Morris v. State Farm Mutual Automobile Insurance

239 S.E.2d 187 | Ga. Ct. App. | 1977

143 Ga. App. 617 (1977)
239 S.E.2d 187

MORRIS
v.
STATE FARM MUTUAL AUTOMOBILE INSURANCE COMPANY.

54164.

Court of Appeals of Georgia.

Argued June 27, 1977.
Decided October 3, 1977.
Rehearing Denied October 21, 1977.

Matthew J. Blender, for appellant.

Powell, Goldstein, Frazer & Murphy, Eugene G. Partain, Morris Weinberg, Jr., for appellee.

SMITH, Judge.

Following an accident involving the appellant Morris, State Farm, Morris' insurer, brought this action seeking a declaratory order of nonliability under the policy. The trial court granted summary judgment for State Farm, holding the policy void because of appellant's breach of a declaration of the policy, because of material misrepresentations in the application for the policy, and because of the appellant's failure to comply with the notice provisions regarding newly acquired vehicles. The appeal objects to each reason for the holding, but we affirm.

1. The undisputed evidence showed the policy in question, issued on March 14, 1975, contained a declaration by the insured that "no license to drive or registration has been suspended, revoked, or refused for the named insured... within the past three years." It further appeared without dispute that on March 27, 1972, the appellant had had his license to drive suspended for a six month period for driving under the influence. The policy contained the statement, "By acceptance of this policy the named insured agrees that the statements in the declarations are his agreements and representations [and] that this policy is issued in reliance upon the truth of such representations ..." This provision closely tracks the language of Code Ann. § 56-2409 (3), where a misrepresentation in an application for insurance may operate to preclude recovery under the policy if "[t]he insurer in good faith would ... not have issued the policy *618 or contract... if the true facts had been known to the insurer." The sum of the undisputed evidence, then, is that the policy was issued less than three years following suspension of the appellant's license, that the appellant did not disclose this fact, and that the insurer would not have issued the policy had he disclosed it. This amounts to a valid reason, both under the policy and under the Code, for precluding recovery, so the trial court correctly granted summary judgment in State Farm's behalf.

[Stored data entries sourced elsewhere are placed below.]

PR #251, opened 2021-10-26
Record when a user is destroyed, and end sessions for destroyed users

barrucadu:
See commit messages for details.

---

[Trello card](https://trello.com/c/goXbVvpM/1113-record-when-a-user-is-deleted)

### DIFF
--- a/app/lib/account_session.rb
+++ b/app/lib/account_session.rb
@@ -9,6 +9,8 @@ class AccountSession
 
   class MissingCachedAttribute < ReauthenticateUserError; end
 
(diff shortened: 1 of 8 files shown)


huwd (commented):
Left a few thoughts in slack.
Code looks great - just want to check in on a few bits about the approach [here](https://gds.slack.com/archives/C011Y5SAY3U/p1635855023026500?thread_ts=1635850403.025800&cid=C011Y5SAY3U)

huwd (approved):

We are not persuaded by the appellant's contention that there was no misrepresentation. He argues first that the above-quoted language of the declaration is ambiguous and must be construed against the insurer to mean that the commencement date of the suspension was not within the last three years, and second that the issue date of the policy was not March 14, 1975, but was really the date the original policy was amended at the appellant's request, May 13, 1975. Taking these two together, the issue date of the policy is greater than three years following that date on which the appellant's license was suspended. We go no further than to note that the record shows the policy amendment was just that — an amendment — and was not a novation or reissue which would alter the issue date of the policy; thus, this issue date is within three years of the date of suspension.

2. It follows from our discussion above that the summary judgment was proper; therefore we need not rule on the two additional grounds stated in the court's order.

Judgment affirmed. Bell, C. J., and Shulman, J., concur.